**Brief**
Take the lines below from the first through the one that contains "-97,6 +97,14 @@" and copy them exactly.

(Beginning of Data extract)

PR #1050, opened 2015-10-01
Exported storage API functions needed for pruning

### LINKED ISSUE #462: Implement asynchronous cleanup of unreferenced blob data

miminar:
Extended following interfaces for `Enumerate` method:

- `ManifestService`

Added new interface:

- `BlobEnumerator`

New registry option:

- `RemoveParentsOnDelete` causes parent directory of blob's data or link
  to be deleted together as well during `Delete`. This speeds up lookups
  and enumeration and retrieves back storage inodes.

New manifest service options:

- `EnumerateOrphanedManifestRevisions`
- `EnumerateAllManifestRevisions`

Partially resolves #462
It's a stripped down version of #1032.

### DIFF
--- a/blobs.go
+++ b/blobs.go
@@ -97,6 +97,14 @@ type BlobDeleter interface {
 	Delete(ctx context.Context, dgst digest.Digest) error
 }
 
+// BlobEnumerator allows to list blobs in storage.
+type BlobEnumerator interface {
+	// Enumerate calls ingester callback for each digest found in a blob store
+	// until the callback returns an error or the blob store is processed.
+	// io.EOF will be returned if all the digests are handled.
+	Enumerate(ctx context.Context, ingester func(digest.Digest) error) error
+}
+
 // BlobDescriptorService manages metadata about a blob by digest. Most
 // implementations will not expose such an interface explicitly. Such mappings
 // should be maintained by interacting with the BlobIngester. Hence, this is
@@ -225,9 +233,10 @@ type BlobService interface {
 }
 
 // BlobStore represent the entire suite of blob related operations. Such an
-// implementation can access, read, write, delete and serve blobs.
+// implementation can access, enumerate, read, write, delete and serve blobs.
 type BlobStore interface {
 	BlobService
 	BlobServer
+	BlobEnumerator
 	BlobDeleter
 }
--- a/registry.go
+++ b/registry.go
@@ -40,6 +40,9 @@ type Namespace interface {
 	// which were filled.  'last' contains an offset in the catalog, and 'err' will be
 	// set to io.EOF if there are no more entries to obtain.
 	Repositories(ctx context.Context, repos []string, last string) (n int, err error)
+
+	// Blobs returns a reference to registry's blob service.
+	Blobs() BlobService
 }
 
 // ManifestServiceOption is a function argument for Manifest Service methods
--- a/registry/client/repository.go
+++ b/registry/client/repository.go
@@ -509,9 +509,9 @@ func (ms *manifests) Delete(ctx context.Context, dgst digest.Digest) error {
 }
 
 // todo(richardscothern): Restore interface and implementation with merge of #1050
-/*func (ms *manifests) Enumerate(ctx context.Context, manifests []distribution.Manifest, last distribution.Manifest) (n int, err error) {
-	panic("not supported")
-}*/
+func (ms *manifests) Enumerate(ctx context.Context, ingester func(digest.Digest) error) error {
+	return distribution.ErrUnsupported
+}
 
 type blobs struct {
 	name   reference.Named
@@ -688,6 +688,10 @@ func (bs *blobs) Resume(ctx context.Context, id string) (distribution.BlobWriter
 
 func (bs *blobs) Delete(ctx context.Context, dgst digest.Digest) error {
 	return bs.statter.Clear(ctx, dgst)
+}
+
+func (bs *blobs) Enumerate(ctx context.Context, ingester func(digest.Digest) error) error {
+	return distribution.ErrUnsupported
 }
 
 type blobStatter struct {
--- a/registry/storage/blobstore.go
+++ b/registry/storage/blobstore.go
@@ -1,6 +1,9 @@
 package storage
 
 import (
+	"io"
+	"path"
+
 	"github.com/docker/distribution"
 	"github.com/docker/distribution/context"
 	"github.com/docker/distribution/digest"
@@ -12,11 +15,17 @@ import (
 // intentionally a leaky abstraction, providing utility methods that support
 // creating and traversing backend links.
 type blobStore struct {
-	driver  driver.StorageDriver
-	statter distribution.BlobStatter
+	driver        driver.StorageDriver
+	statter       distribution.BlobDescriptorService
+	deleteEnabled bool
+	// Causes directory containing blob's data to be removed recursively upon
+	// Delete.
+	removeParentsOnDelete bool
 }
 
-var _ distribution.BlobProvider = &blobStore{}
+var _ distribution.BlobService = &blobStore{}
+var _ distribution.BlobEnumerator = &blobStore{}
+var _ distribution.BlobDeleter = &blobStore{}
 
 // Get implements the BlobReadService.Get call.
 func (bs *blobStore) Get(ctx context.Context, dgst digest.Digest) ([]byte, error) {
@@ -83,6 +92,64 @@ func (bs *blobStore) Put(ctx context.Context, mediaType string, p []byte) (distr
 		MediaType: "application/octet-stream",
 		Digest:    dgst,
 	}, bs.driver.PutContent(ctx, bp, p)
+}
+
+func (bs *blobStore) Enumerate(ctx context.Context, ingest func(digest.Digest) error) error {
+	context.GetLogger(ctx).Debug("(*blobStore).Enumerate")
+	rootPath := path.Join(storagePathRoot, storagePathVersion, "blobs")
+
+	walkFn, err := makeBlobStoreWalkFunc(rootPath, true, ingest)
+	if err != nil {
+		return err
+	}
+
+	err = Walk(ctx, bs.driver, rootPath, walkFn)
+	if err != nil {
+		switch err.(type) {
+		case driver.PathNotFoundError:
+			return io.EOF
+		}
+		if err == ErrFinishedWalk {
+			return nil
+		}
+		return err
+	}
+
+	return io.EOF
+}
+
+func (bs *blobStore) Create(ctx context.Context, options ...distribution.BlobCreateOption) (distribution.BlobWriter, error) {
+	return nil, distribution.ErrUnsupported
+}
+
+func (bs *blobStore) Resume(ctx context.Context, id string) (distribution.BlobWriter, error) {
+	return nil, distribution.ErrUnsupported
+}
+
+func (bs *blobStore) Delete(ctx context.Context, dgst digest.Digest) error {
+	var (
+		blobPath string
+		err      error
+	)
+	if !bs.deleteEnabled {
+		return distribution.ErrUnsupported
+	}
+
+	if bs.removeParentsOnDelete {
+		blobPath, err = pathFor(blobPathSpec{digest: dgst})
+	} else {
+		blobPath, err = pathFor(blobDataPathSpec{digest: dgst})
+	}
+	if err != nil {
+		return err
+	}
+
+	context.GetLogger(ctx).Infof("Deleting blob path: %s", blobPath)
+	return bs.driver.Delete(ctx, blobPath)
+}
+
+func (bs *blobStore) Stat(ctx context.Context, dgst digest.Digest) (distribution.Descriptor, error) {
+	return bs.statter.Stat(ctx, dgst)
 }
 
 // path returns the canonical path for the blob identified by digest. The blob
--- a/registry/storage/linkedblobstore.go
+++ b/registry/storage/linkedblobstore.go
@@ -2,7 +2,9 @@ package storage
 
 import (
 	"fmt"
+	"io"
 	"net/http"
+	"path"
 	"time"
 
 	"github.com/docker/distribution"
@@ -16,6 +18,10 @@ import (
 // linkPathFunc describes a function that can resolve a link based on the
 // repository name and digest.
 type linkPathFunc func(name string, dgst digest.Digest) (string, error)
+
+// blobsRootPathFunc describes a function that can resolve a root directory of
+// blob links based on the repository name.
+type blobsRootPathFunc func(name string) (string, error)
 
 // linkedBlobStore provides a full BlobService that namespaces the blobs to a
 // given repository. Effectively, it manages the links in a given repository
@@ -37,6 +43,10 @@ type linkedBlobStore struct {
 	// removed an the blob links folder should be merged. The first entry is
 	// treated as the "canonical" link location and will be used for writes.
 	linkPathFns []linkPathFunc
+
+	// blobsRootPathFns functions the same way for blob root directories as
+	// linkPathFns for blob links.
+	blobsRootPathFns []blobsRootPathFunc
 }
 
 var _ distribution.BlobStore = &linkedBlobStore{}
@@ -218,22 +228,12 @@ func (lbs *linkedBlobStore) Resume(ctx context.Context, id string) (distribution
 }
 
 func (lbs *linkedBlobStore) Delete(ctx context.Context, dgst digest.Digest) error {
+	context.GetLogger(ctx).Debug("(*linkedBlobStore).Delete")
 	if !lbs.deleteEnabled {
 		return distribution.ErrUnsupported
 	}
 
-	// Ensure the blob is available for deletion
-	_, err := lbs.blobAccessController.Stat(ctx, dgst)
-	if err != nil {
-		return err
-	}
-
-	err = lbs.blobAccessController.Clear(ctx, dgst)
-	if err != nil {
-		return err
-	}
-
-	return nil
+	return lbs.blobAccessController.Clear(ctx, dgst)
 }
 
 func (lbs *linkedBlobStore) mount(ctx context.Context, sourceRepo reference.Named, dgst digest.Digest) (distribution.Descriptor, error) {
@@ -311,6 +311,42 @@ func (lbs *linkedBlobStore) linkBlob(ctx context.Context, canonical distribution
 	return nil
 }
 
+func (lbs *linkedBlobStore) Enumerate(ctx context.Context, ingest func(digest.Digest) error) error {
+	context.GetLogger(ctx).Debug("(*linkedBlobStore).Enumerate")
+	allProcessed := true
+
+	for _, pathFn := range lbs.blobsRootPathFns {
+		rootPath, err := pathFn(lbs.repository.Name().Name())
+		if err != nil {
+			return err
+		}
+
+		walkFn, err := makeBlobStoreWalkFunc(rootPath, false, ingest)
+		if err != nil {
+			return err
+		}
+
+		err = WalkSortedChildren(ctx, lbs.driver, rootPath, walkFn)
+		if err != nil {
+			switch err.(type) {
+			case driver.PathNotFoundError:
+			default:
+				if err != ErrFinishedWalk {
+					return err
+				}
+				// ErrFinishedWalk meens caller don't want us to continue
+				allProcessed = false
+			}
+		}
+	}
+
+	if allProcessed {
+		return io.EOF
+	}
+
+	return nil
+}
+
 type linkedBlobStatter struct {
 	*blobStore
 	repository distribution.Repository
@@ -322,6 +358,10 @@ type linkedBlobStatter struct {
 	// removed an the blob links folder should be merged. The first entry is
 	// treated as the "canonical" link location and will be used for writes.
 	linkPathFns []linkPathFunc
+
+	// Causes directory containing blob's data to be removed recursively upon
+	// Clear.
+	removeParentsOnDelete bool
 }
 
 var _ distribution.BlobDescriptorService = &linkedBlobStatter{}
@@ -339,6 +379,7 @@ func (lbs *linkedBlobStatter) Stat(ctx context.Context, dgst digest.Digest) (dis
 		target, err = lbs.resolveWithLinkFunc(ctx, dgst, linkPathFn)
 
 		if err == nil {
+			resolveErr = nil
 			break // success!
 		}
 
@@ -366,6 +407,8 @@ func (lbs *linkedBlobStatter) Stat(ctx context.Context, dgst digest.Digest) (dis
 }
 
 func (lbs *linkedBlobStatter) Clear(ctx context.Context, dgst digest.Digest) (err error) {
+	resolveErr := distribution.ErrBlobUnknown
+
 	// clear any possible existence of a link described in linkPathFns
 	for _, linkPathFn := range lbs.linkPathFns {
 		blobLinkPath, err := linkPathFn(lbs.repository.Name().Name(), dgst)
@@ -373,7 +416,11 @@ func (lbs *linkedBlobStatter) Clear(ctx context.Context, dgst digest.Digest) (er
 			return err
 		}
 
-		err = lbs.blobStore.driver.Delete(ctx, blobLinkPath)
+		pth := blobLinkPath
+		if lbs.removeParentsOnDelete {
+			pth = path.Dir(blobLinkPath)
+		}
+		err = lbs.blobStore.driver.Delete(ctx, pth)
 		if err != nil {
 			switch err := err.(type) {
 			case driver.PathNotFoundError:
@@ -382,9 +429,10 @@ func (lbs *linkedBlobStatter) Clear(ctx context.Context, dgst digest.Digest) (er
 				return err
 			}
 		}
+		resolveErr = nil
 	}
 
-	return nil
+	return resolveErr
 }
 
 // resolveTargetWithFunc allows us to read a link to a resource with different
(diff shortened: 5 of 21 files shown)


miminar:
@stevvooe, @RichardScothern, @ncdc, @kargakis: API changes for image pruning available for comments. Any suggestions are welcome.

blobs.go
```diff
@@ -185,6 +190,16 @@ type BlobWriter interface {
 	Reader() (io.ReadCloser, error)
 }
 
+// BlobKeeper combines the operations needed for registry's upkeeping such as
+// blob access, read, enumeration and delete. Can be used to prune unnecessary
+// objects.
+type BlobKeeper interface {
```
kargakis: `BlobStore` already contains `BlobDeleter` and `BlobService` which in turn contains `BlobStatter` and `BlobProvider`.

kargakis: Ah scratch that, I thought you were including in it the Store.

kargakis: This feels like a re-implementation of `BlobStore`. I'm lacking context of the use cases for each interface, care explaining why you need a separate interface?

miminar: `storage.blobStore` doesn't implement `BlobIngester` nor `BlobStatter` that are contained by `BlobStore`. Likewise `blobStatter` does just a part of the job. Instead of having multiple "getters" like `GetBlobEnumeratorFor(namespace)`, `GetBlobDeleterFor(namespace)` and `GetBlobProviderFor(namespace)`, I'd prefer having just one interface (like `RegistryBlobKeeper(namespace)`) that allows for image pruning. It's not necessary but handy to use.

registry/storage/linkedblobstore.go
```diff
@@ -311,10 +346,12 @@ func (lbs *linkedBlobStatter) Clear(ctx context.Context, dgst digest.Digest) (er
 			default:
 				return err
 			}
+		} else {
```
kargakis: No need for this else

registry/storage/signaturestore.go
```diff
@@ -115,6 +120,13 @@ func (s *signatureStore) Put(dgst digest.Digest, signatures ...[]byte) error {
 	return nil
 }
 
+// Delete removes a signature's link of given manifest revision identied by
+// digest.
+func (s *signatureStore) Delete(revision, dgst digest.Digest) error {
+	bs := s.linkedBlobStore(s.ctx, revision)
```
kargakis: Make this a one-liner just like you do in `Enumerate`.

registry/storage/signaturestore.go
```diff
@@ -105,6 +105,11 @@ loop:
 	return signatures, err
 }
 
+// enumerate returns an array of digests of manifest signatures.
```
kargakis: // Enumerate

registry/storage/registry.go
```diff
@@ -132,6 +142,18 @@ func (reg *registry) Repository(ctx context.Context, name string) (distribution.
 	}, nil
 }
 
+// RegistryBlobKeeper returns an instance of BlobKeeper for given registry object.
+func RegistryBlobKeeper(ns distribution.Namespace) (distribution.BlobKeeper, error) {
+	reg, ok := ns.(*registry)
+	if !ok {
+		return nil, fmt.Errorf("Cannot instantiate BlobKeeper with given namespace object (%T)", ns)
```
kargakis: error messages in `errors.New()` or `fmt.Errorf()` should start with a lowercase letter

miminar: Thanks, resolved.

registry/storage/blobstore.go
```diff
@@ -90,6 +96,158 @@ func (bs *blobStore) Put(ctx context.Context, mediaType string, p []byte) (distr
...
+// If multilevel is true, following layouts are expected:
+//
+//    <rootPath>/<algorithm>/<first two bytes of digest>/<full digest>
+// 	  <rootPath>/tarsum/<version>/<digest algorithm>/<first two bytes of digest>/<full digest>
+//
+// Otherwise following layouts are presumed:
+//
+//    <rootPath>/<algorithm>/<full digest>
+// 	  <rootPath>/tarsum/<version>/<digest algorithm>/<full digest>
+func enumerateBlobDigests(ctx context.Context, d driver.StorageDriver, rootPath string, multilevel bool) ([]digest.Digest, error) {
```
RichardScothern: I'm not sure I understand the usecase for not using the `multilevel` flag - the multilevel layout is what is laid out by the registry today.  Furthermore I think using the `Walk` function with file patter matching would achieve the same result with less code.

registry/storage/blobstore.go
```diff
@@ -139,6 +297,9 @@ func (bs *blobStore) resolve(ctx context.Context, path string) (string, error) {
 
 type blobStatter struct {
 	driver driver.StorageDriver
+	// Causes directory containing blob's data to be removed recursively upon
+	// Clear.
+	removeParentOnDelete bool
```
RichardScothern: More accurately, this is `remoteParentsOnDelete`

registry/storage/blobstore.go
```diff
@@ -188,10 +349,50 @@ func (bs *blobStatter) Stat(ctx context.Context, dgst digest.Digest) (distributi
 	}, nil
 }
 
+// Clear deletes blob's data with or without its parent directory depending on
+// bs' configuration.
 func (bs *blobStatter) Clear(ctx context.Context, dgst digest.Digest) error {
-	return distribution.ErrUnsupported
+	var (
```
RichardScothern: Why is delete functionality inside blobStatter?

blobs.go
RichardScothern: I'm not thrilled about adding another inclusive interface into the `blobs` suite.  I peronally feel like `BlobStore` should be the all-encompassing type for all blob operations.

registry/storage/blobstore.go
miminar: The use-case for `multilevel = false` is traversing of linked blob store. I'll rewrite it using `WalkFn` and put the generic part into `storage/walk.go`.

registry/storage/blobstore.go
miminar: Right, I'll change that.

registry/storage/blobstore.go
miminar: I wonder myself. The `Clear` function is already a part of its interface. What other use case can it have other than delete. Shall I move the functionality to `Delete` and leave the `Clear()` as it is now?

blobs.go
miminar: @RichardScothern Ok, I'll remove it. Now to provide equivalent interface, two possibilities come to my mind:

1. Extend `Namespace` interface for `Blobs(ctx context.Context) BlobStore` and add missing methods to `storage.blobStore` to complete `BlobStore` interface. The methods would `return ErrUnsupported`.
2. Replace `storage.RegistryBlobKeeper()` with `storage.RegistryBlobEnumerator()`, `storage.RegistryBlobProvider()`, `storage.RegistryBlobDeleter()` and `storage.RegistryBlobStatter()` reurning corresponding interfaces to registry's blob store.

I'd prefer the the 1st, but OTOH giving an impression of implementing interface and returning *unsupported* with considerable number of methods doesn't seem right to me. WDYT?

blobs.go
```diff
@@ -75,6 +75,11 @@ type BlobDeleter interface {
 	Delete(ctx context.Context, dgst digest.Digest) error
 }
 
+// BlobEnumerator allows to list blobs in storage.
+type BlobEnumerator interface {
+	Enumerate(ctx context.Context) ([]digest.Digest, error)
```
stevvooe: This allocates way too much memory to serve large requests. Please follow the approach done for `Namespace.Repositories` so that the dataset can be served in a blocks.

blobs.go
stevvooe: @miminar Adding `Blobs(...) BlobStore` to `Namespace` seems to make sense. It does bring it dangerously close to `Repository` but it may make sense to unify them.

As far as `BlobKeeper` is concerned, I'd prefer if we used to `BlobService` and `BlobStore` to differentiate Read/Write capability. We we really need here is something that can allow all reads, enumerate and allow deletion. This sounds an awful lot like a BlobService, where as a `BlobStore` would allow ingestion.

Really, the simple thing to do is to merely have a read-restricted `BlobService` and then type assert for enumeration and deletion.

blobs.go
miminar: Solved.

blobs.go
miminar: @stevvooe I hope I got it right (`Namepace.Blobs` returning `BlobService`).

registry/storage/blobstore.go
RichardScothern: That makes sense.  `Clear` is so named because it removes a mapping rather than removes data.

miminar: Ok, moved the `blobStore.Clear()` implementation to `blobStore.Delete()`. `linkedBlobStore` kept as it is though.

registry.go
```diff
@@ -115,6 +121,14 @@ type SignatureService interface {
...
 	Get(dgst digest.Digest) ([][]byte, error)
 
+	// Enumerate retrieves all signature digests for given manifest revision,
+	// if it exists.
+	Enumerate(dgst digest.Digest) ([]digest.Digest, error)
+
 	// Put stores the signature for the provided digest.
 	Put(dgst digest.Digest, signatures ...[]byte) error
+
+	// Delete removes a signature link from particular manifest revision, if
```
stevvooe: Wouldn't this have to remove all signature links for `dgst`?

registry/client/repository.go
```diff
@@ -175,10 +175,18 @@ func (s *signatures) Get(dgst digest.Digest) ([][]byte, error) {
 	return m.Signatures()
 }
 
+func (s *signatures) Enumerate(dgst digest.Digest) ([]digest.Digest, error) {
+	panic("not implemented")
```
stevvooe: Should this be `ErrUnsupported`?

registry/storage/walk.go
```diff
@@ -49,3 +99,42 @@ func Walk(ctx context.Context, driver storageDriver.StorageDriver, from string,
 func pushError(errors []error, path string, err error) []error {
 	return append(errors, fmt.Errorf("%s: %s", path, err))
 }
+
+// EnumerateAllBlobs is a utility function that returns all the blob digests
+// found in given blob store. It should be used with care because of memory and
+// time complexity.
+func EnumerateAllBlobs(be distribution.BlobEnumerator, ctx context.Context) ([]digest.Digest, error) {
```
RichardScothern: Does this need to be exported?

registry.go
miminar: My original idea was to delete a single link which may eventually be corrupted, but come to think of it, it indeed makes no sense to delete just one and keeping the others. I'll change this.

registry/storage/walk.go
miminar: No, I'll change it.

registry/client/repository.go
miminar: Yes,  it makes sense for `SignatureService`.

TomasTomecek:
What is the status of this?

ncdc:
@RichardScothern bump... any news on this? Will this be able to go in as-is (or close to it)?

registry/storage/blobstore.go
```diff
@@ -90,6 +111,130 @@ func (bs *blobStore) Put(ctx context.Context, mediaType string, p []byte) (distr
...
+
+		if sepCount < 2 {
+			// continue walking
+			return nil
+		}
+
+		alg := ""
+		tarsumParts := reTarsumPrefix.FindStringSubmatch(pth)
+		isTarsum := len(tarsumParts) > 0
+		if sepCount > 4 || (!isTarsum && sepCount > 2) {
```
RichardScothern: can you use consts or  comment the relevance of `4` and `2`

registry/storage/blobstore.go
```diff
@@ -90,6 +111,130 @@ func (bs *blobStore) Put(ctx context.Context, mediaType string, p []byte) (distr
...
+		pth := strings.TrimPrefix(strings.TrimPrefix(fi.Path(), rootPath), "/")
+		sepCount := strings.Count(pth, "/")
+
+		if !pastLastOffset(sepCount, pth, lastPathComponents) {
+			// we haven't reached the 'last' offset yet
+			return ErrSkipDir
+		}
+
+		if sepCount < 2 {
+			// continue walking
```
RichardScothern: comment why, rather than what

registry/storage/linkedblobstore.go
```diff
@@ -241,6 +250,132 @@ func (lbs *linkedBlobStore) linkBlob(ctx context.Context, canonical distribution
 	return nil
 }
 
+func (lbs *linkedBlobStore) Enumerate(ctx context.Context, digests []digest.Digest, last string) (n int, err error) {
+	context.GetLogger(ctx).Debug("(*linkedBlobStore).Enumerate")
+	bufs := make([][]digest.Digest, len(lbs.blobsRootPathFns))
```
RichardScothern: Would it be easier to make this a `[]digest.Digest` and append the `found` array?

registry/storage/blobstore.go
miminar: I'd rather move this walk function into a factory where these value will be defined based on factory's parameters. Its functionality is mostly shared with `linkedBlobStore.Enumerate()` therefor will keep it DRY. For now I'll move it into `registry/storage/walk.go`.

registry/storage/linkedblobstore.go
miminar: It would. I just wanted to avoid reallocation, but with current `len(lbs.blobsRootPathFns) == 2` it is not an issue.
I'll rework it.

miminar:
@RichardScothern resolved.

blobs.go
```diff
@@ -75,6 +75,17 @@ type BlobDeleter interface {
...
 
+// BlobEnumerator allows to list blobs in storage.
+type BlobEnumerator interface {
+	// Enumerate fills 'digests' with a lexicographically sorted list of
+	// digests up to the size of 'digests' and returns the value 'n' for the
+	// number of entries which were filled. 'last' contains an offset in the
+	// list. It's a string representation of digest. Empty string means 0
+	// offset. 'err' will be set to io.OEF if there are no more entries to
+	// obtain.
+	Enumerate(ctx context.Context, digests []digest.Digest, last string) (n int, err error)
```
stevvooe: After some discussion, we decided that a lexicographical ordering makes no sense for blobs. Would it be a huge change to make this work with a callback?

I'm sorry to flip flop on this one. I think I had suggested that this follow the semantics of tags and repository enumeration. In those cases, lexicographic paginations has a lot of benefits, semantically and storage-wise.

stevvooe: For posterity, https://github.com/docker/distribution/pull/1050#discussion_r42056309 has me telling you to do something different:

> This allocates way too much memory to serve large requests. Please follow the approach done for Namespace.Repositories so that the dataset can be served in a blocks.

I think a callback based approach addresses this concern.

Sorry I wasn't more specific about this before.

miminar: @stevvooe No problem. I'm just not sure, what do you mean by a callback approach. Few ideas come to my mind.

1. I fear this would make clients nontrivial.

    // Enumerate calls `DigestIngester()` in a loop with a # of digests up to
    // the batchSize until the ingester returns `false` or entire blob store is
    // processed. The ingester will be called with `io.EOF` when no more
    // digests are available.
    Enumerate(ctx context.Context, batchSize int, ingester DigestIngester) error

    type DigestIngester func(digests []digest.Digest, err error) (continue bool)

2. Simple but not that efficient.

    // Enumerate returns an iterator which, upon invocation, produces a single
    // digest until an entire blob store is processed. In that case, empty
    // digest and `io.EOF` will be returned.
    Enumerate(ctx context.Context) (iter DigestIterator, err error)

    type DigestIterator func() (digest.Digest, err error)

3. My favorite.

    // Enumerate returns an enumerator function that can be iteratively called
    // by client with a non-zero long digest array that will be filled. When
    // all the digests are processed, io.EOF will be returned.
    Enumerate(ctx context.Context) (enumerator DigestEnumerator, err error)

    type DigestEnumerator func([]digest.Digest) (err error)

Did you have anything else on your mind?

stevvooe: I was thinking something like this:

```
func Enumerate(ctx context.Context, func(dgst digest.Digest) error {
    // Stop if io.EOF returned
})
```

The only issue with this is that it makes pagination somewhat challenging to integrate. I'm not sure if that is a concern for this use case.

miminar: Done.

miminar:
Reworked enumeration, squashed and rebased.
@stevvooe, @RichardScothern it's ready for another review round.

stevvooe:
@miminar The interface looks adequate. Let's work on getting the panics out and addressing the unsupported errors.

I am slightly worried we don't have the right interface model if we have several places where there are "not implemented" errors or panics. We should be able to peel these off without implementing stubs.

miminar:
Fair enough. Here is an overview of new unimplemented methods being added by this PR:

Where                                                                                                                 | What                           | Yields                    
----------------------------------------------------------------------------------------------------------------------|--------------------------------|---------------------------
[registry/client](https://github.com/docker/distribution/pull/1050/files#diff-581e70a480afd99d7f25b9552677bbc9R178)   | signatures.Enumerate()         | ErrUnsupported            
[registry/client](https://github.com/docker/distribution/pull/1050/files#diff-581e70a480afd99d7f25b9552677bbc9R186)   | signatures.Delete()            | panic("not implemented")  
[registry/client](https://github.com/docker/distribution/pull/1050/files#diff-581e70a480afd99d7f25b9552677bbc9R311)   | manifests.Enumerate()          | panic("not implemented")  
[registry/client](https://github.com/docker/distribution/pull/1050/files#diff-581e70a480afd99d7f25b9552677bbc9R483)   | blobs.Enumerate()              | panic("not implemented")  
[registry/proxy](https://github.com/docker/distribution/pull/1050/files#diff-da95e6b8ebc752675ac39ca67b7c321dR180)    | proxyBlobStore.Enumerate()     | ErrUnsupported            
[registry/proxy](https://github.com/docker/distribution/pull/1050/files#diff-f5d36c3a5cdfcb80b9a324bf0c78caa7R156)    | proxyManifestStore.Enumerate() | ErrUnsupported            
[registry/proxy](https://github.com/docker/distribution/pull/1050/files#diff-5b4f9f9469a4a807ff56ee6e2f558a6aR114)    | proxyingRegistry.Blobs()       | nil                       
[registry/storage](https://github.com/docker/distribution/pull/1050/files#diff-e8dcbd9767e8ac0ea2605cbda07820f3R125)  | blobStore.Create()             | ErrUnsupported            
[registry/storage](https://github.com/docker/distribution/pull/1050/files#diff-e8dcbd9767e8ac0ea2605cbda07820f3R129)  | blobStore.Resume()             | ErrUnsupported            

The `proxyingRegistry.Blobs()` method should be implemented to return local `BlobService`. I'll update the PR.

`proxyBlobStore` blob store already contains 6 unimplemented methods. One more wouldn't make much of a difference.

Most of the other methods make sense only for pruning or perhaps some statistics colletions/health checks.

Currently there's a set of interfaces for remote and local use such as:

    distribution.BlobStore
    distribution.ManifestService
    distribution.Namespace
    distribution.Repository
    distribution.SignatureService

If we're going to keep the pruning as a strictly local operation, it will clutter these interfaces with operations having no remote implementation.

Two solutions come to my mind:

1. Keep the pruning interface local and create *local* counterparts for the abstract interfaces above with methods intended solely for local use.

(End of Data extract)

**Reply**
PR #1050, opened 2015-10-01
Exported storage API functions needed for pruning

### LINKED ISSUE #462: Implement asynchronous cleanup of unreferenced blob data

miminar:
Extended following interfaces for `Enumerate` method:

- `ManifestService`

Added new interface:

- `BlobEnumerator`

New registry option:

- `RemoveParentsOnDelete` causes parent directory of blob's data or link
  to be deleted together as well during `Delete`. This speeds up lookups
  and enumeration and retrieves back storage inodes.

New manifest service options:

- `EnumerateOrphanedManifestRevisions`
- `EnumerateAllManifestRevisions`

Partially resolves #462
It's a stripped down version of #1032.

### DIFF
--- a/blobs.go
+++ b/blobs.go
@@ -97,6 +97,14 @@ type BlobDeleter interface {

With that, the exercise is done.